Volume 80, Number 14 | September 2-8, 2010
West and East Village, Chelsea, Soho, Noho, Little Italy, Chinatown and Lower East Side, Since 1933

P.S. 41 students’ banner day

By Cynthia Romero

Earlier this spring, amid concern over statewide budget cuts affecting schools like Greenwich Village’s P.S. 41 in School District 2, students had a banner day, literally, in their fight to make their voices heard.

Indeed, on June 4 they made banners, which were displayed on the windows of the front entrance of the W. 11th St. school, with the words, “We Love Our Teachers,” written across them and including hundreds of tiny signatures.

“For the parents and for the children as well, the banners signify that we don’t live in a bubble,” Michael Markowitz, a member of the district’s Community Education Council, said then. “What’s been going on in Albany is really affecting all of us here.”

Parents like Markowitz say that the schoolchildren respond to the conditions surrounding them.

“When you’ve had all these changes happening, like constant overcrowding and the possible cutting of after-school programs and tutoring, you don’t have the same school you used to have,” Markowitz noted.

He added that the banners were a way for the children to push back against the very same government that has made them into victims.

“Our kids want to save our schools and our teachers the only way they know how,” he said.

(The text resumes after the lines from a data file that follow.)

PR #355, opened 2018-06-27
Dualsmash Part 1: Bug Fixes and Test Files

Miserlou:
## Issue Number

https://github.com/AlexsLemonade/refinebio/issues/330

## Purpose/Implementation Notes

Provides some important fixes necessary for building the files for dual-smashing. Adds the fixes and some test files generated for them. The rest of the changes are applied above the Smasher Part 2 PR.

Also adds an `affymetrix_local` image to avoid having to rebuild affy image so many times/not use updated code with affy processors.

## Types of changes

- Bugfix (non-breaking change which fixes an issue)

## Functional tests

New test added.

## Checklist

_Put an `x` in the boxes that apply._

- [ ] Lint and unit tests pass locally with my changes
- [ ] I have added tests that prove my fix is effective or that my feature works
- [ ] I have added necessary documentation (if appropriate)
- [ ] Any dependent changes have been merged and published in downstream modules

Issue #330, opened 2018-06-18
Initial version of cross-technology aggregation


jaclyn-taroni:
### Context

We'd like to provide the ability to combine samples from microarray and RNA-seq. I imagine this is going to be a concern almost exclusively when "smashing" by species rather than by experiment.

### Problem or idea

For Marimba Miso, from https://github.com/AlexsLemonade/refinebio/issues/186#issuecomment-395187013:
>if there are a mix of technologies:

> aggregating by experiment -> return untransformed output from tximport
> aggregating by species -> log2(x + 1) tximport output

In the near future, we'd like to do something [like this](https://github.com/AlexsLemonade/refinebio/issues/186#issuecomment-395218310).

### Solution or next step

The smasher logic should take the technology and the aggregation type into account when smashing RNA-seq data and transform when appropriate.

### New Issue Checklist

- [x] The title is short and descriptive.
- [x] You have explained the context that led you to write this issue.
- [x] You have reported a problem or idea.
- [x] You have proposed a solution or next step.

Miserlou:
From the parent:

> The Troyanska lab had something a little more complicated that I think Chad Myers wrote but we should do this for now.

Does anybody have a paper on this to share for my files?

cgreene:
It may be earlier than this, but it's roughly described in the hefalmp paper: https://www.ncbi.nlm.nih.gov/pmc/articles/PMC2694471/

> We collected 635 human microarray data sets from the NCBI Gene Expression Omnibus (GEO) repository (Barrett et al. 2005) comprising 14,671 conditions; see Supplemental Table 1 for a complete list. These were processed largely as in Huttenhower and Troyanskaya (2008), with additional manipulation to handle single-channel data and the ambiguity of human probe mapping. Within each data set, negative and very small (less than two) single-channel values were removed, genes with missing values in >30% of the conditions were removed, and the remaining missing values were imputed using KNNImpute (Troyanskaya et al. 2001) with k = 10 (cutoff values recommended by Hibbs et al. [2007] and Troyanskaya et al. [2001], respectively).
> 
> Probe IDs were mapped to HGNC symbols using the appropriate GEO platform files. When multiple probes mapped to a single HGNC symbol, a consensus set of probes was generated by finding pairwise Euclidean distances more likely to have been generated from the data set's distribution of intragene probe pairs than from the distribution of intergene probe pairs. If this consensus set contained at least half of the probes mapping to a gene symbol, the consensus set's average value became the expression vector for that gene.

PR #364, opened 2018-07-02
Dualsmash Part 2: Transform and Smash

Miserlou:
## Issue Number

https://github.com/AlexsLemonade/refinebio/issues/330
Depends on: https://github.com/AlexsLemonade/refinebio/pull/355
Conflicts with: https://github.com/AlexsLemonade/refinebio/pull/307

Adds ability to smash RNASeq/Microarray data together. 

## Methods
Jackie recommended: 

```
aggregating by experiment -> return untransformed output from tximport
aggregating by species -> log2(x + 1) tximport output
```

For `SPECIES`, this is accomplished by: 

```
data = data + 1
data = np.log2(data)
```

I don't understand the inclusion of `aggregating by experiment`, since there are no experiments (as far as I am aware) which use both technologies at once. Still, if it does occur, the transformation above won't.

## Types of changes

## Functional tests

New tests and new test data is provided.

## Checklist

### DIFF
--- a/.circleci/config.yml
+++ b/.circleci/config.yml
@@ -58,7 +58,10 @@ jobs:
       - run: sudo chown -R circleci:circleci workers/test_volume/
       - run: .circleci/filter_tests.sh -t illumina
 
-        # Run Smasher tests.
+      # Run Smasher tests.
+      - run: sudo apt-get update && sudo apt-get install -qq -y python-pip libpython-dev
+      - run: curl -O https://bootstrap.pypa.io/get-pip.py && sudo python get-pip.py
+      - run: sudo pip install -q awscli --upgrade
       - run: sudo chown -R circleci:circleci workers/test_volume/
       - run:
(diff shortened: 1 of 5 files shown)


jaclyn-taroni:
To clarify: If a user has selected both microarray and RNA-seq experiments but wants to aggregate by experiment (i.e., they are not actually combining technologies), then do not perform the transformation. It sounds like we're on the same page 👍

Miserlou:
Yes. However, this conflicts with some behavior in #307: https://github.com/AlexsLemonade/refinebio/pull/307/files#diff-04738c4482565d676e6b7a40dc060df9R87

Does that check need to be a) made technology-aware or b) removed entirely?

jaclyn-taroni:
> Does that check need to be a) made technology-aware

As in check only for microarray data? I like that idea.

Miserlou:
Okay, I added that to the other PR.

Some, like Ann Kjellberg, president of NYC Kids Parent Advocacy Committee, thought the banners hardly alluded to the politics surrounding the budget cuts and were more an innocent sign of support.

“An idea that we as parents had was to gather all our schools together for a citywide protest, and with the help of our teachers, we did so,” Kjellberg said. “We also wanted to do something visible to show our distress — thus came the idea for the banners.”

On the morning of June 4, before school began, the children gathered, some with photographs and others with a message in mind, and jotted down their names and small notes of appreciation. Kjellberg said the banners gave the children an opportunity to reflect on how much they really cared for their teachers.

“At one point, we just wanted to show how distressed we were and dramatize how severe the budget cuts were, because many of us feared for our teachers’ futures,” she said. “We thought they were going to lose their jobs.”

The banners were on display until the end of the school year, and may be used, as necessary, in other upcoming protests or school functions. P.S. 41 parents and students also signed a petition against the budget cuts.

“The mayor is trying to say that the cuts are a lesson in budgeting, but that’s insane,” Markowitz said at the time. “The cuts have a disproportionate effect on tutoring and after-school programs.”

In the end, layoffs of 4,400 city public school teachers were avoided after the mayor, a week after the citywide protest, proposed wage freezes.